In Lab. Corp. of Am. Holdings v. Metabolite Lab., Inc., the U.S. Supreme Court dismissed Laboratory Corporation of America Holding’s (LabCorp) petition over a strong dissent by Justice Breyer (joined by Justices Stevens and Souter) arguing that the patent claim in issue was directed to a “natural phenomena” and was therefore invalid. The dissent also found fault with the U.S. Court of Appeals for the Federal Circuit’s holding in State Street Bank, suggesting that its core holding is too broad and inconsistent with Supreme Court jurisprudence.
Though the issues had been fully briefed and argued by the parties, the government and 20 amici (and sub judice for many months), the Supreme Court dismissed LabCorp’s petition for certiorari as improvidently granted in a one-line per curium decision. Its decision leaves open many questions about possible changes to U.S. law regarding the protectable scope of and the exclusion from patent protection of “laws of nature, natural phenomena, and abstract ideas.” As explained in the 15-page dissent, the “technical procedural reason” for the dismissal related to an alleged failure by petitioner LabCorp to make express reference to §101 of the Patent Act in the proceedings below. As background, the question before the Court, though not specifically couched in terms of §101, had implicated the “natural phenomena” or “law of nature” issue. According to the dissent, the Court had already decided in Parker v. Flook (1978) that this issue “most comfortably fit[ ]” within the context of §101.
The dissent made clear its position that the issue of whether a “natural law” or “natural phenomenon” was patentable was of constitutional dimension, noting that “too much patent protection can impede rather than ‘promote the Progress of Science and useful Arts,’ the constitutional objective of patent and copyright protection” (emphasis in original). The dissent also cited Diamond v. Dier (1981) as a statement of Supreme Court jurisprudence excluding from patent protection laws of nature, natural phenomena and abstract ideas.

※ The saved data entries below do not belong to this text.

PR #241, opened 2023-12-03
Guide to implementing a new runner + Python runner for PArSEC

maurermi:
This is a Python-based runner and a corresponding guide for adding a new runner. The goal of this extension is to make development of new runner environments more straightforward. 

Also embedded here are a script for running the Lua bench test, a ticket logging mechanism for reporting the status of tickets seen by a broker, and a get_row utility for reading directly from the shards. These could be split out into a separate PR if helpful.

Note (for reviewers): This introduces a dependency on Python developer tools. I think it's worth considering making this a separate branch or repository as a result.


maurermi:
Will address the linting errors shortly

src/parsec/agent/runners/py/impl.cpp
```diff
@@ -0,0 +1,398 @@
...
+            arg_string.erase(0, pos + 1);
+        }
+        functionString.erase(0, arg_delim + 1);
+
+        m_function = cbdc::buffer();
+        m_function.append(functionString.c_str(), functionString.size());
+        m_function.append("\0", 1);
+    }
+
+    auto py_runner::parse_params() -> std::vector<std::string> {
```
maurermi, line 155: Realized that the pointer arithmetic here is bad practice -- fixing this ASAP

scripts/paycontract.py
```diff
@@ -0,0 +1,33 @@
+def pay(pay, balance1, balance2):
```
rockett-m, line 1: Type hints won't forcibly typecast or error out but helps for reading the code
```suggestion
def pay(pay: int, balance1: int, balance2: int) -> [int, int]:
```

scripts/paycontract.py
```diff
@@ -0,0 +1,33 @@
...
+    balance1 = int(balance1)
+    balance2 = int(balance2)
+    pay = int(pay)
+    if(pay > balance1):
+        pay = 0
+    balance1 = balance1 - pay
```
rockett-m, line 7:
```suggestion
    balance1 -= pay
```

scripts/paycontract.py
```diff
@@ -0,0 +1,33 @@
...
+    balance2 = balance2 + pay
```
rockett-m, line 8:
```suggestion
    balance2 += pay
```

scripts/paycontract.py
```diff
@@ -0,0 +1,33 @@
+def pay(pay, balance1, balance2):
+    balance1 = int(balance1)
+    balance2 = int(balance2)
+    pay = int(pay)
```
rockett-m, line 4: [optional] could compact it by assigning on one line. Just style preference
```suggestion
    balance1, balance2, pay = int(balance1), int(balance2), int(pay)
```

scripts/paycontract.py
```diff
@@ -0,0 +1,33 @@
...
+    if(pay > balance1):
```
rockett-m, line 5: spacing after the if is preferable for readability
```suggestion
    if (pay > balance1):
```

scripts/paycontract.py
```diff
@@ -0,0 +1,33 @@
...
+def accrueInterest(rate, balance1):
+    balance1 = int(balance1)
+    rate = float(rate)
+    print("Balance 1:", balance1)
+    print("Rate:", rate*100, "%")
+    balance1 = int(balance1 * (2.71828**rate))
+    print("Balance 1:", balance1)
+    return [balance1]
+
+def pay2(pay1, pay2, balance0, balance1, balance2):
```
rockett-m, line 20:
```suggestion
def pay2(pay1, pay2, balance0, balance1, balance2) -> list[int, int, int]:

    balance0, balance1, balance2 = int(balance0), int(balance1), int(balance2)

    if (pay1 + pay2 > balance0) and (min(pay1, pay2) > 0):
        pay1, pay2 = 0, 0

    balance0 -= (pay1 + pay2)
    balance1 += pay1
    balance2 += pay2

    return [balance0, balance1, balance2]
```

scripts/paycontract.py
```diff
@@ -0,0 +1,33 @@
...
+    return [balance1, balance2]
+
+def accrueInterest(rate, balance1):
+    balance1 = int(balance1)
+    rate = float(rate)
+    print("Balance 1:", balance1)
+    print("Rate:", rate*100, "%")
+    balance1 = int(balance1 * (2.71828**rate))
+    print("Balance 1:", balance1)
+    return [balance1]
```
rockett-m, line 18: Would write it like this. Could add a "Balance 1 after rate:" print after the conversion has been applied.
```suggestion
def accrueInterest(rate: float, balance1: int) -> list[int]:

    rate, balance1 = float(rate), int(balance1)

    print(f"Balance 1: {balance1}")
    print(f"Rate: {rate*100}%")

    balance1 = int(balance1 * (2.71828**rate))
    print(f"Balance 1: {balance1}")

    return [balance1]
```

scripts/paycontract.py
```diff
@@ -0,0 +1,33 @@
...
+    balance2 = int(balance2)
+    pay1 = int(pay1)
+    pay2 = int(pay2)
+    if(pay1 + pay2 > balance0 and pay1 > 0 and pay2 > 0):
+        pay1 = 0
+        pay2 = 0
+    balance0 = balance0 - pay1 - pay2
+    balance1 = balance1 + pay1
+    balance2 = balance2 + pay2
+    return [balance0, balance1, balance2]
```
rockett-m, line 32:
```suggestion
def pay2(pay1, pay2, balance0, balance1, balance2) -> list[int, int, int]:

    balance0, balance1, balance2 = int(balance0), int(balance1), int(balance2)

    if (pay1 + pay2 > balance0) and (min(pay1, pay2) > 0):
        pay1, pay2 = 0, 0

    balance0 -= (pay1 + pay2)
    balance1 += pay1
    balance2 += pay2

    return [balance0, balance1, balance2]
```

scripts/pythonContractConverter.py
```diff
@@ -0,0 +1,115 @@
+# assumes all return types are strings
+def parseContract(file, funcName):
+    import re
```
rockett-m, line 3: Best to put imports at the top before functions

scripts/lua_bench.sh
```diff
@@ -0,0 +1,14 @@
...
+IP="localhost"
+PORT="8889"
+N_WALLETS=2
+
+./build/tools/bench/parsec/lua/lua_bench --component_id=0 \
+    --ticket_machine0_endpoint=$IP:7777 --ticket_machine_count=1 \
+    --shard_count=1 --shard0_count=1 --shard00_endpoint=$IP:5556 \
+    --agent_count=1 --agent0_endpoint=$IP:$PORT \
+    --loglevel=TRACE scripts/gen_bytecode.lua $N_WALLETS
+echo done
```
rockett-m, line 14: Looks good to me

scripts/parsec-run-local.sh
```diff
@@ -24,8 +24,13 @@ for arg in "$@"; do
...
             RUNNER_TYPE="lua"
-        elif [[ "$arg" != "--runner_type=evm" ]]; then
-            echo "unknown runner type, using evm"
+        elif [[ "$arg" == "--runner_type=py" ]]; then
+            RUNNER_TYPE="py"
+        elif [[ "$arg" == "--runner_type=evm" ]]; then
+            RUNNER_TYPE="evm"
+        else
+            echo "unknown runner type, using "
+            echo $RUNNER_TYPE
```
rockett-m, line 33: Makes sense

scripts/configure.sh
```diff
@@ -41,7 +41,7 @@ fi
 
 if [[ "$OSTYPE" == "linux-gnu"* ]]; then
   apt update
-  apt install -y build-essential wget cmake libgtest-dev libbenchmark-dev lcov git software-properties-common rsync unzip
+  apt install -y build-essential wget cmake libgtest-dev libbenchmark-dev lcov git software-properties-common rsync unzip python3-dev
```
rockett-m, line 44: Verified that this works. It installed python 3.10 in my Ubuntu environment, but in `Dockerfile` at root dir, it is specified that we use python 3.8 `ENV PY_VER=python3.8` (line 30)

Dockerfile
```diff
@@ -27,6 +27,8 @@ FROM $BASE_IMAGE AS builder
 # Copy source
 COPY . .
 
+ENV PY_VER=python3.8
```
rockett-m, line 30: Why 3.8 instead of newer such as 3.10+ ?

Dockerfile
```diff
@@ -90,6 +92,11 @@ COPY --from=builder /opt/tx-processor/build/src/parsec/ticket_machine/ticket_mac
...
 COPY --from=builder /opt/tx-processor/build/tools/bench/parsec/evm/evm_bench ./build/tools/bench/parsec/evm/evm_bench
 COPY --from=builder /opt/tx-processor/build/tools/bench/parsec/lua/lua_bench ./build/tools/bench/parsec/lua/lua_bench
+COPY --from=builder /opt/tx-processor/build/tools/bench/parsec/py/py_bench ./build/tools/bench/parsec/py/py_bench
 
 # Copy wait script
 COPY --from=builder /opt/tx-processor/scripts/wait-for-it.sh ./scripts/wait-for-it.sh
+
+# Copy python scripts
+COPY --from=builder /opt/tx-processor/scripts/pythonContractConverter.py ./scripts/pythonContractConverter.py
+COPY --from=builder /opt/tx-processor/scripts/paycontract.py ./scripts/paycontract.py
```
rockett-m, line 102: lgtm

scripts/pythonContractConverter.py
```diff
@@ -0,0 +1,115 @@
...
+
+    contract = d_types + '|'
+
+    for elem in data_lines:
+        contract += elem
+
+    return contract
+
+
+contract = parseContract(file, funcname)
```
rockett-m, line 114: "file" and funcname" are not defined. Is this meant to be a comment on how to run it?

scripts/pythonContractConverter.py
```diff
@@ -0,0 +1,115 @@
+# assumes all return types are strings
+def parseContract(file, funcName):
```
rockett-m, line 2: Would add type hints then
```suggestion
# assumes all return types are strings
def parseContract(file: str, funcName: str) -> str:
```

scripts/pythonContractConverter.py
```diff
@@ -0,0 +1,115 @@
...
+
+    idx = 0
+    for i in range(len(data_lines)):
+        if("def " + funcName + "(" in data_lines[i]):
+            idx = i
+            break
+    data_lines = data_lines[idx:]
+
+
+    while(True):
```
rockett-m, line 32: no need for parentheses

```suggestion
    while True:
```

scripts/pythonContractConverter.py
```diff
@@ -0,0 +1,115 @@
...
+
+    fin = -1
+    try:
+        fin = open(file)
+    except:
+        print("[ERROR] {fname} cannot be opened".format(fname = file))
+        return ""
+
+    data = fin.read()
+    fin.close()
```
rockett-m, line 13: The with handles file closing automatically
```suggestion
    data = ''
    try:
        with open(file, 'r') as fi:
            data = fi.read()
    except:
        print(f"[ERROR] {file} cannot be opened")
        return ""
```

scripts/pythonContractConverter.py
```diff
@@ -0,0 +1,115 @@
...
+    pattern = re.compile(r'#.*?\n')
+    data = re.sub(pattern, '', data)
+    pattern = re.compile(r"'''.*?'''", re.DOTALL)
+    data = re.sub(pattern, '', data)
+    if(("def " + funcName + "(") not in data):
+        print("[ERROR] {fname} does not contain a definition for \"{func}\"".format(fname = file, func = funcName))
+        return ""
```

The claim at issue is directed to a method of “correlating” test results with potential vitamin deficiencies. The claim recited the steps of correlating an “elevated level of total homocysteine” with a “deficiency of cobalamin or folate.” At trial the inventors had admitted that the “correlating step” simply consisted of a physician’s recognizing that a test shows an elevated homocysteine level. The inventors even went so far as admitting that since the relationship between homocysteine and vitamin deficiency was now well known, the “correlating” would automatically take place in the mind of any competent physician.
The dissent concluded that such a claim did not even fall near “the boundary” of the natural phenomena doctrine, and the claim would be “invalid no matter how narrowly one reasonably interprets that doctrine.”
The dissent also took direct aim at Metabolite’s reliance on the Federal Circuit’s 1998 State Street Bank decision, using language that could be viewed as heralding the unraveling—or at least retrenchment—of that landmark decision. The dissent stated that although State Street Bank “does say that a process is patentable if it produces a ‘useful, concrete, and tangible result’…this Court has never made such a statement and, if taken literally, the statement would cover instances where this Court has held to the contrary.”
When the dissent is viewed in the context of Justice Kennedy’s concurrence in Ebay, Inc. v. MercExchange, LLC (joined by Justices Breyer, Stevens and Souter), which discussed the “potential vagueness and suspect validity” of business method patents, it would appear that as many as four justices may be ready to more fully consider the appropriate scope of §101 and the State Street Bank doctrine. This is likely to have a restraining effect on how the Federal Circuit cites and applies its own State Street precedent in the future.
Chief Justice Roberts did not participate in consideration of the case.